Wyścig po dodatkowe punkty
Ministerstwo Edukacji Narodowej rozważa wprowadzenie opłat za maturalne egzaminy poprawkowe - pisze "Rzeczpospolita". Tegoroczne styczniowe poprawki będą jeszcze bezpłatne.
19.08.2005 | aktual.: 11.05.2006 18:23
Poprawkową maturę mogą pisać uczniowie, którzy nie zdali egzaminu w terminie oraz ci, którym zabrakło punktów, by dostać się na wymarzone studia. Wyniki matury liczą się podczas rekrutacji.

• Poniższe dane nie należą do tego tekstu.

PR #1281, opened 2023-08-18
enhancement: refactor GraphQL schema parser

lostman:
### Description

This PR refactors the `ParsedGraphQLSchema::new()` function and removes unnecessary content from the struct.

All parsing logic is moved to a separate struct, `SchemaDecoder`.

`ServiceDocument` and raw `GraphQLSchema` are removed from `ParsedGraphQLSchema`. `ServiceDocument` was only used in the code generator, and we only used the type definitions. We don't need both since we already have these in the parsed content—in `type_defs`. As for `GraphQLSchema`, we only need the version, not the raw schema `String`.

### Testing steps

CI testing is sufficient.

### Changelog

* Move all parsing code out of `ParsedGraphQLSchema::new()` and into a separate struct.
* Remove `ast: ServiceDocument`
* Remove `schema: GraphQLSchema`
* Add `version: String` (the version from `GraphQLSchema`)


ra0x3:
@lostman 
- I haven't looked at any of the file changes since you haven't pinged this for review, but just a couple of notes/points
- We will most likely be caching this `ParsedGraphQLSchema` (inside of `IndexerSchema`) when web requests come in, so we have a vested interest in not cloning `TypeDefinition`s if we don't have to - and keeping this `ParsedGraphQLSchema` as small as possible
  - Obviously in the previous implementation there is _a lot_ of cloning of these `TypeDefinition`s
- We'll also want to be able to Serialize/Deserialize this ParsedGraphQLSchema

lostman:
@ra0x3, if we want to keep it as small as possible, we can remove the following:
```rust
ast: ServiceDocument
```
It is used in only one place:
```rust
    for definition in schema.ast().definitions.iter() {
        if let Some(def) = process_definition(&schema, definition) {
            output = quote! {
                #output
                #def
            };
        }
    }
```

And `process_definition` produces an output only for `Type`s

```rust
    match definition {
        TypeSystemDefinition::Type(def) => process_type_def(schema, &def.node),
        TypeSystemDefinition::Schema(_def) => None,
        def => {
            panic!("Unhandled definition type: {def:?}");
        }
    }
```

If we want to throw any errors, like the above panic in the case of a `Directive,` we can do that at the parser level.

We could instead refer to `type_defs` directly:

```rust
    for (_, type_definition) in schema.type_defs().iter() {
        if let Some(def) = process_type_def(&schema, type_definition) {
        }
    }
```

> Serialize/Deserialize

This poses a problem. The types we use from `async-graphql-parser` (e.g., `TypeDefinition`) are not serializable. We would have to write a serializer by hand.

Do we **really** need to serialize this struct? Loading the schema from the DB and parsing it shouldn't be a bottleneck. And for in-memory cache, we shouldn't need to serialize them.

One more thing, in addition to the `ServiceDocument`, we keep the raw schema `String` inside the `ParsedGraphQL` struct. It isn't used anywhere—only the version. So we should only keep the version and the parsed content. I did this in this PR, and I think it is the way to go, but I can always undo this change if needed.

ra0x3 (approved):
I think this does look cleaner. Will defer to @deekerno

deekerno (approved):
LGTM!

PR #1289, opened 2023-08-22
fix: move `client.chain_info()` call outside of loop

deekerno:
### Description

`client.chain_info()` is used to get the necessary chain information to identify a transaction. When doing the beta-4 upgrade, I didn't realize that I could have placed the method call outside of the loop. This ensures that the call only happens once instead of every transaction.

### Testing steps

CI should pass.

#### Manual testing

There should be a significant speed up in block retrieval and processing in comparison to `develop`.


lostman (approved):
Huge difference. 👍 👍 👍

PR #1290, opened 2023-08-22
ci: optimize workflow for general development PRs

### LINKED ISSUE #1252: Optimize CI workflow for general development PRs

deekerno:
Closes #1252.

### Description

Optimizes the workflow for general development PRs:
- First stage runs the doc tests, `cargo-toml-fmt-check` and `cargo-fmt-check`
- Second stage runs `cargo clippy --locked --all-targets --all-features`, `cargo clippy --locked --no-default-features`, unit tests, E2E tests, default indexer build, and build/test of examples.

### Testing Steps

CI should pass.

### Notes
Old workflow:
image

New workflow:
image

Compare the times between a fresh run of this PR (CI #4456) and other similar runs (CI #4454, CI #4453); there is a slight improvement in run time for un-cached runs -- https://github.com/FuelLabs/fuel-indexer/actions


ra0x3:
@deekerno There's a conflict but this is good to go once that's fixed ✅

ra0x3 (approved):

PR #1294, opened 2023-08-23
fix: update `MessageOut` data parsing

deekerno:
### Description

Due to [a change in how the `data` field in a `MessageOut` receipt is formed](https://github.com/FuelLabs/fuel-vm/commit/18a2e4a13094448068e378baf3b89e448ec356d6), our type ID and data parsing did not cover each case. This PR adjusts the parsing to check for a `None` value as well as an empty byte array as well.

### Testing steps

On `develop`: Clear database, build any indexer (`fuel-explorer` is probably best) and run indexer on internal beta-4 test network. You should see a failure at or near block 364788.

On this branch: Repeat above steps. You should see no failure.

### Notes

A change in an upstream dependency has led to the `getrandom` crate being included in our dependency graph for `fuel-indexer-utils`. Pinning `fuel-{crypto, types, vm, etc.}` to `v0.35.3` seems to have solved the issue for now until we can work with the other teams to rectify the issue. Also, the `forc-index-tests` CI job has been disabled until we put out a new patch as the public version will not have the pinned dependencies until a new release is published.

### DIFF
--- a/.github/workflows/ci.yml
+++ b/.github/workflows/ci.yml
@@ -270,7 +270,8 @@ jobs:
         run: cargo test --locked --all-targets --features trybuild -p
           fuel-indexer-tests
   forc-index-tests:
-    if: needs.set-env-vars.outputs.IS_RELEASE_OR_MASTER_OR_DEVELOP_OR_SEMVER != 'true'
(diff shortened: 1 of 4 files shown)


lostman (approved):
Confirming that it fixes the issue. 👍 .

PR #1297, opened 2023-08-25
enhancement: store BlockData in the DB and ensure the indexers don't miss blocks

lostman:
### Description

This PR adds `index_block_data` table in which we store serialized `BlockData` structs. We can use these to get a new indexer up to speed without fetching blocks from the client again.

The table contains a trigger that ensures we have a full range of blocks—no `block_height` may be missing.

Additionally, this PR adds the same trigger to each indexer's `indexmetadataentity` table. Again, this ensures that an indexer must process each block in sequence. If the indexer fails to process a block or processes blocks out of order, the trigger will raise an exception (and the indexer's transaction will fail).

### Note

The trigger ensures the indexer can't process blocks out of order or miss any blocks. However, it doesn't stop the indexer from running—it simply doesn't progress. To stop the indexer, we need the WASM error codes https://github.com/FuelLabs/fuel-indexer/pull/1337 and return an error (and trigger an early exit!) when `put_object` fails.

### Testing steps

### Changelog


packages/fuel-indexer-database/postgres/src/lib.rs
```diff
@@ -681,7 +711,7 @@ pub async fn last_block_height_for_indexer(
     Ok(row
         .try_get::<i32, usize>(0)
         .map(|id| id.to_u32().expect("Bad block height."))
-        .unwrap_or_else(|_e| 1))
+        .unwrap_or(0))
```
lostman, line 714: I think we need to return zero here, for consistency.

If an indexer processed blocks 1, 2, and 3, the result would be `3`.

If an indexer processed block 1, the result would be `1`.

If an indexer processed no blocks, we shouldn't return `1` (as we currently do) but `0`.

I made changes to `get_start_block` to account for this.

packages/fuel-indexer/src/service.rs
```diff
@@ -387,7 +387,8 @@ pub async fn get_start_block(
             .await?;
             let start = manifest.start_block().unwrap_or(last);
             let block = if *resumable {
-                std::cmp::max(start, last)
+                // if the last processed block is N, we want to resume from N+1
+                std::cmp::max(start, last + 1)
```
lostman, line 448: If the indexer processed no blocks and `last_block_height_for_indexer` returned 0, we bump it to 1—the first new block it needs to process.

Similarly, if the indexer processed blocks 1, 2, 3, and `last_block_height_for_indexer` returned 3, we bump it to 4—the first new block.

ra0x3:
@lostman Is this PR good to close?

lostman:
Deprecated in favor of https://github.com/FuelLabs/fuel-indexer/pull/1369

PR #1302, opened 2023-08-27
enhancement: Added message to compiler error when on Apple M1

### LINKED ISSUE #889: Inform User about possible missing environment vars
Sometimes a user is presented with this message, even after installing `llvm`.

```
error: unable to create target: 'No available targets are compatible with triple "wasm32-unknown-unknown"'
```
If they were to run:
`clang --version`
They might see:
```
Apple clang version 13.0.0 (clang-1300.0.29.30)
Target: arm64-apple-darwin21.3.0
Thread model: posix
InstalledDir: /Library/Developer/CommandLineTools/usr/bin
```
Whereas we want it to be:
```
Homebrew clang version 16.0.2
Target: arm64-apple-darwin21.3.0
Thread model: posix
InstalledDir: /opt/homebrew/opt/llvm/bin
```
The diff here being the `InstalledDir`, clang does not always link to llvm even after its installed. In this case what the user needs to do is add:
```
export LIBCLANG_PATH="/opt/homebrew/opt/llvm/lib"
export LDFLAGS="-L/opt/homebrew/opt/llvm/lib"
export CPPFLAGS="-I/opt/homebrew/opt/llvm/include"
```
This reminder *has* been added to our docs, but many users may miss this. It would be great if we could do the following:
1. Check whether a user is on an M1 system
2. If so, check for an updated clang binary

NOTE: these are all read operations, we don't want to write anything to the users system.
If the users `InstalledDir` does not point to llvm then we want to link them to our docs that mentions the possible missing vars. 

There could be a better way of presenting this info to them in the terminal, but this is the general gist.

dadepo:
Currently opening as draft:
- To get feedback on the wording of the error message.
- @ra0x3 You left a comment [here](https://github.com/FuelLabs/fuel-indexer/issues/889#issuecomment-1543790207) stating:

> I might even go as far to say we maybe should read the output of a failed forc index build and look for wasm-related output in order to present this message their as well

Not sure I totally understand the requirement here and whether the changes in this PR already satisfies this.

### Description

When compilation fails and host is Apple M1, print out error message Informing user about possible missing environment vars.

Closes #889

Currently the message printed is

```

▪▪▪▪▪ ❌ Build failed.
For Apple Silicon macOS users the preinstalled llvm has limited WASM targets,
please install a binary with better support from Homebrew (brew install llvm)
and configuring rustc with necessary environment variables:
            
export LIBCLANG_PATH='/opt/homebrew/opt/llvm/lib'
export LDFLAGS='-L/opt/homebrew/opt/llvm/lib'
export CPPFLAGS='-I/opt/homebrew/opt/llvm/include'                                                                                                                                   Error: ❌ Failed to build index.
```

### Changelog

- Added a private `error_message` function that, on compilation error, includes information about setting env variables if compilation fails on Apple M1s.

### DIFF
--- a/plugins/forc-index/src/ops/forc_index_build.rs
+++ b/plugins/forc-index/src/ops/forc_index_build.rs
@@ -3,12 +3,14 @@ use fuel_indexer_lib::manifest::{Manifest, Module};
 use indicatif::{ProgressBar, ProgressStyle};
 use serde::Deserialize;
 use std::{
+    env,
     fs::File,
     io::{Read, Write},
     path::Path,
     process::{Command, Stdio},
     time::Duration,
 };
+use std::collections::HashSet;
 use tracing::info;
 
 #[derive(Deserialize)]
@@ -165,18 +167,18 @@ pub fn init(command: BuildCommand) -> anyhow::Result<()> {
                         if s.success() {
                             pb.finish_with_message("✅ Build succeeded.");
                         } else {
-                            pb.finish_with_message("❌ Build failed.");
+                            pb.finish_with_message(error_message());
                             anyhow::bail!("❌ Failed to build index.");
                         }
                     }
                     Err(e) => {
-                        pb.finish_with_message("❌ Build failed.");
+                        pb.finish_with_message(error_message());
                         anyhow::bail!("❌ Failed to determine process exit status: {e}.",);
                     }
                 }
             }
             Err(e) => {
-                pb.finish_with_message("❌ Build failed.");
+                pb.finish_with_message(error_message());
                 anyhow::bail!(format!("❌ Error: {e}",));
             }
         }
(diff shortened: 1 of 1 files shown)


ra0x3:
@dadepo 
- I think this is fair
- However, I do think this message should only be logged when the `-v --verbose` flag is included

dadepo:
> @dadepo
> 
> * I think this is fair
> * However, I do think this message should only be logged when the `-v --verbose` flag is included

@ra0x3 Updated to as suggested. I only extended the error message for one of the 3 error paths, as I was not sure if the other two can be due to the missing env variables.

ra0x3:
@dadepo 
- Sorry CI is failing here :( still trying to get this release issue resolved
- In the meantime, this PR looks ok w/ me and I'll defer to @lostman or @deekerno for any additional feedback
- We will get this merged ASAP :)

plugins/forc-index/src/ops/forc_index_build.rs
```diff
@@ -226,3 +228,40 @@ pub fn init(command: BuildCommand) -> anyhow::Result<()> {
...
+            extra_msg.push_str("\nexport CPPFLAGS='-I/opt/homebrew/opt/llvm/include'");
+        }
+
+        if !extra_msg.is_empty() {
+            extra_msg.insert_str(
+                0,
+                r#"
+For Apple Silicon macOS users the preinstalled llvm has limited WASM targets,
+please install a binary with better support from Homebrew (brew install llvm)
+and configuring rustc with necessary environment variables:
```
lostman:
```suggestion
For Apple Silicon macOS users, the preinstalled llvm has limited WASM targets.
Please install a binary with better support from Homebrew (brew install llvm)
and configure rustc with the necessary environment variables:
```

Minor grammar corrections.

lostman (changes requested):
Looks good. Just requested minor corrections.

dadepo:
@lostman Thanks. I have accepted your suggestions.

ra0x3 (approved):

lostman (approved):

deekerno (approved):

Issue #2609, opened 2020-06-25
Compile FE: problems with in-house models (2)


seanshpark:
Let's gather problems that came from our in-house models

previous alike: #2194

seanshpark:
Problems
- [ ] shape inference for CircleRange: inputs may be other than CircleConst
- [ ] shape inference for CircleExpandDims : need to fix to follow range of  [ -(rank+1), rank ]

seanshpark:
done

PR #2618, opened 2020-06-25
DRAFT Compiler FE fix for in-house models

seanshpark:
Draft code of fixes to support in-house models


seanshpark:
For #2609

seanshpark:
all landed

PR #2620, opened 2020-06-25
[luci] Fix shape inference

seanshpark:
This will fix shape inference for CircleRange, CircleStridedSlice that may have non CircleConst inputs
and CircleExpandDims axis range


seanshpark:

PR #2625, opened 2020-06-25
[res] TFlite schema from hash for latest version

seanshpark:
This will introduce tflite schema from specific hash to utilize BatchMatMul Op


seanshpark:
For #2609 , from draft #2618

llFreetimell:
@seanshpark AFAIK, this is for supporting `tf-nightly-cpu==2.3.0.dev20200623`. If it is right, using `e5023a1738cce7efcdf9d87863b85c80ab2f8c9e` seems better because `tf-nightly-cpu==2.3.0.dev20200623` is released by  `e5023a1738cce7efcdf9d87863b85c80ab2f8c9e`.

PR #2632, opened 2020-06-25
[onert] Move IPermuteFunction.h

hseok-oh:
Move IPermuteFunction.h into src/


hseok-oh:
I've updated to fix build error. PTAL

PR #2644, opened 2020-06-25
[onert] Change param axes of Mean operation to input

ragmani:
This commit changes param axes of Mean operation to input.
  - Add helper functions converting axes from buffer for each backends
  - Modify ir::operation::Mean, base_loader, OperationFactory, KernelGenerators

### DIFF
--- a/runtime/onert/backend/cpu/KernelGenerator.cc
+++ b/runtime/onert/backend/cpu/KernelGenerator.cc
@@ -82,6 +82,38 @@
 
 #include <stdexcept>
 
+namespace
+{
+
+using namespace onert;
+
+std::vector<int32_t> getReducerAxes(const ir::Operand &axes)
+{
+  std::vector<int32_t> ret;
+
+  assert(axes.isConstant());
+  switch (axes.typeInfo().type())
+  {
+    case ir::DataType::INT32:
+    {
+      const auto tmp = axes.asVector<int32_t>();
+      ret.insert(ret.begin(), tmp.begin(), tmp.end());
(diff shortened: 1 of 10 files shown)


wateret:
Just one question. Does it work for dynamic AXES with acl_cl/neon?

ragmani:
> Just one question. Does it work for dynamic AXES with acl_cl/neon?

No. There are some issues. The issue directly related to AXES is that most kernels using AXES don't have AXES as tensor. But our runtime does not support dynamic without tensor.

runtime/onert/backend/cpu/KernelGenerator.cc
```diff
@@ -1188,15 +1219,17 @@ void KernelGenerator::visit(const ir::operation::Mean &node)
 {
   const auto output_index{node.getOutputs().at(0)};
   const auto input_index{node.getInputs().at(ir::operation::Mean::INPUT)};
+  const auto axes_index{node.getInputs().at(ir::operation::Mean::AXES)};
 
-  const auto axes = node.param().axes;
+  const auto &axes = _ctx.at(axes_index);
+  const auto axes_vec = getReducerAxes(axes);
```
hyunsik-yoon, line 1225: I wonder what happen if axes is output of other operation.
Shouldn't we check `if (axes.isConstant())` to call this function?

ragmani: There is no handling dynamic axes now. I will add an assertion instead.

PR #2645, opened 2020-06-25
Introduce circle-quantizer for pota quantization

jinevening:
This introduces circle-quantizer for post-training affine quantization

---
Related to #2617


jinevening:
**For reviewers**

Most of the code was copied from circle2circle. The only meaningful difference is that circle-quantizer calls `quantize` instead of `optimize`.

PR #2650, opened 2020-06-25
[tflite2circle] Support BatchMatMul

seanshpark:
This will enable conversion from tflite to circle of BatchMatMul Op


seanshpark:
For #2609 , from draft #2618

seanshpark:

Issue #2623, opened 2020-06-25
[onert] nnpkg_test.sh passes when Not comparable (different dimension tensors)


dayo09:
- I think this can make confusion while model debugging so I just made this issue, please note.

### Passed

W III liceum ogólnokształcącym w Gdyni do styczniowego egzaminu zgłosiło się pięciu uczniów. "Chcą przede wszystkim poprawić historię, by się dostać na prawo" - tłumaczy "Rzeczpospolitej" dyrektor szkoły.
Maturzyści mogą poprawić swoje noty przez pięć lat. Ministerstwo zastanawia się jednak nad zmianą przepisów tak, by wogóle nie ograniczać w czasie takiej możliwości - zapowiada Maria Magdziarz, dyrektor Centralnej Komisji Egazaminacyjnej. Wnioski w sprawie egzaminu poprawkowego można składać do końca września. Szczacuje się, że do styczniowego egzaminu przystąpi 13 procent tegorocznych maturzystów - czytamy w "Rzeczpospolitej". (IAR)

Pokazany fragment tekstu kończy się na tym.